Angus spent most of July lying on the living room floor under the ceiling fan. Sometimes he'd come out onto the front porch, where I had set up my home office, and fall asleep on the couch. He had no desire to go out into the yard. He hates hot weather and prefers to sleep through it.
And then the bunnies arrived.
The first day, a Monday, there were two of them, one slightly bigger than the other but both so tiny I could easily have tucked them into my pocket. They emerged from the garden on the south side of the house — the slightly larger one, all gray, came out of the asters on one side of the path, and the smaller one, which had a white blaze on its nose (just like Angus!) crept out from the phlox and bee balm on the other side.
They both started nibbling the creeping thyme that grows between the flagstones.
Angus was enthralled. He sat bolt upright on the porch couch and stared through the screen window. When the bunnies moved out of sight, he ran to the dining room window and watched from there.

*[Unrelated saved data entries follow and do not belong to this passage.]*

Issue #1137, opened 2024-11-16
Move Tenant Information to the URL


HazimAr:
Currently we store the tenantId in cookie but we should move it to the URL.
This will allow users to be able to share specific page that has specific tenant data with other users.
We still need to allow the user to be able to change the current tenant to any tenant they have access to

PR #1139, opened 2024-11-18
refactor(dashboard): tenant cookie -> dynamic route slug

bryson-g:
resolves https://github.com/littlehorse-enterprises/littlehorse/issues/1137

- Added `[tenantId]` dynamic route
- Moved file directories
- Updated broken imports
- Modified Navigation component to prepend `tenantId` to the passed `href` prop.
  - This was done to make the component less tedious and easier to use, but I think we may want to force the href to include the slug anyways to avoid potential confusion. LMK.
 - Support root page redirect to `default` `tenantId` within `next.config.mjs`
- Ensuring every `redirect` & `href` is accounted for with the new route to maintain functionality


sauljabin:
> @sauljabin @coltmcnealy-lh This will help us with detecting metrics for each tenant.

really good catch, yes

dashboard/src/contexts/WhoAmIContext.tsx
```diff
@@ -23,7 +23,7 @@ export const WhoAmIContext: FC<PropsWithChildren<WhoAmIContextProps>> = ({ child
     if (!tenantId) {
       setTenant(tenants[0])
     }
-  })
+  }, [])
```
HazimAr: good catch as this would run on every render and we only need this to run 1 time

dashboard/src/app/page.tsx
```diff
@@ -0,0 +1,17 @@
+import { redirect } from 'next/navigation'
+import getWhoAmI from './getWhoami'
+
+export default async function Home() {
+  const whoAmI = await getWhoAmI()
```
HazimAr, line 5: I was thinking why not do this in middleware but yes Next.js doesn't support node apis in `middleware.ts`

HazimAr (approved):
You had some missing hrefs that needed to be updated with the new [tenantId] url so I went ahead and fixed everything.

Also for future reference tenantId when being used in the code should be coming from the URL not from `whoamI` context or the cookie. I have already fixed that as well

dashboard/src/contexts/WhoAmIContext.tsx
HazimAr: I removed this as this was only for setting the cookie.

PR #1142, opened 2024-11-18
fix(server): Update exception when anonymous principal not found in store

Snarr:
Adjusts exception message to be more descriptive and use gRPC Status Code UNAVAILABLE when Anonymous Principal not found in store.

### DIFF
--- a/server/src/main/java/io/littlehorse/server/streams/topology/core/WfService.java
+++ b/server/src/main/java/io/littlehorse/server/streams/topology/core/WfService.java
@@ -1,6 +1,8 @@
 package io.littlehorse.server.streams.topology.core;
 
+import io.grpc.Status;
 import io.littlehorse.common.LHConstants;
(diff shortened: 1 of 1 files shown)


server/src/main/java/io/littlehorse/server/streams/topology/core/WfService.java
```diff
@@ -113,7 +117,9 @@ public PrincipalModel getPrincipal(PrincipalIdModel id) {
 
         if (principalModel == null && id.getId().equals(LHConstants.ANONYMOUS_PRINCIPAL)) {
             // If Anonymous Principal missing from store (should never happen...)
-            throw new IllegalStateException("Anonymous Principal missing from store...");
+            log.warn(
```
coltmcnealy-lh, line 120: This could almost be `info` or `debug`

coltmcnealy-lh (approved):

PR #1158, opened 2024-11-24
fix(server): Support blank `SearchPrincipalRequest`

### LINKED ISSUE #1152: Support Blank `SearchPrincipalRequest`
All of our other metadata search rpc's (`Search{WfSpec,TaskDef,ExternalEventDef,UserTaskDef,WorkflowEventDef,Tenant}` just show a list of all available ID's if you don't specify what you're searching for.

The following behavior (what we have currently) breaks that tradition and is also annoying from the user perspective.
```
->lhctl search principal
Error: at least one of the flags in the group [tenantId isAdmin] is required
Usage:
  lhctl search principal [flags]

Flags:
      --earliestMinutesAgo int   Search only for Principals that were created no more than this number of minutes ago (default -1)
  -h, --help                     help for principal
      --isAdmin                  List only Principals that are admins
      --latestMinutesAgo int     Search only for Principals that were created at least this number of minutes ago (default -1)
      --tenantId string          List Principals associated with this Tenant ID

Global Flags:
      --bookmark bytesBase64   Optional bookmark for paginated scans.
      --configFile string      Configuration File Location (default "${HOME}/.config/littlehorse.config")
      --limit int32            Guideline for number of response items to fetch per request. (default 100)
```

Snarr:
Removes requirement for one of `principal_criteria` field to be submitted with each `SearchPrincipalRequest` from server and lhctl.

Resolves #1152.

### DIFF
--- a/lhctl/internal/principal.go
+++ b/lhctl/internal/principal.go
@@ -200,7 +200,6 @@ func init() {
 	searchPrincipalCmd.Flags().Bool("isAdmin", false, "List only Principals that are admins")
 	searchPrincipalCmd.Flags().Int("earliestMinutesAgo", -1, "Search only for Principals that were created no more than this number of minutes ago")
 	searchPrincipalCmd.Flags().Int("latestMinutesAgo", -1, "Search only for Principals that were created at least this number of minutes ago")
-	// searchPrincipalCmd.MarkFlagsOneRequired("tenantId", "isAdmin")
 
 	deployCmd.AddCommand(deployPrincipalCmd)
 	deleteCmd.AddCommand(deletePrincipalCmd)
--- a/lhctl/internal/principal.go
+++ b/lhctl/internal/principal.go
@@ -1,11 +1,12 @@
 package internal
 
 import (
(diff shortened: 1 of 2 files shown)


lhctl/internal/principal.go
```diff
@@ -199,7 +200,7 @@ func init() {
 	searchPrincipalCmd.Flags().Bool("isAdmin", false, "List only Principals that are admins")
 	searchPrincipalCmd.Flags().Int("earliestMinutesAgo", -1, "Search only for Principals that were created no more than this number of minutes ago")
 	searchPrincipalCmd.Flags().Int("latestMinutesAgo", -1, "Search only for Principals that were created at least this number of minutes ago")
-	searchPrincipalCmd.MarkFlagsOneRequired("tenantId", "isAdmin")
+	// searchPrincipalCmd.MarkFlagsOneRequired("tenantId", "isAdmin")
```
coltmcnealy-lh, line 203: We can delete this line.

Snarr: Good catch

PR #1166, opened 2024-11-27
feat(sdk-python): Port in-line expressions to Python SDK

Snarr:
This PR ports the in-line expression changes to the Python SDK.


sdk-python/littlehorse/workflow.py
```diff
@@ -445,6 +501,21 @@ def searchable_on(
     def required(self) -> "WfRunVariable":
         self._required = True
         return self
+    
+    def with_default(self, default_value: Any) -> WfRunVariable:
+        self.__set_default(default_value)
+
+        return self
+
+    def __set_default(self, default_value: Any) -> None:
```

The next day, the slightly bigger bunny was gone. I don't know if it moved on or got eaten, and I don't want to know. But the little one with the white blaze on its nose was still there. Angus spent that day, too, at the window.
And the next day, and the next, and the next.
The bunny — who by then we had taken to calling Louie — sampled just about everything in our garden. It discovered it liked asters, and it nibbled the leaves all the way up several stems, which made them look like spent ears of corn. Then it moved on to the cone flowers and the delphiniums. (No, Louie! Not the delphiniums!)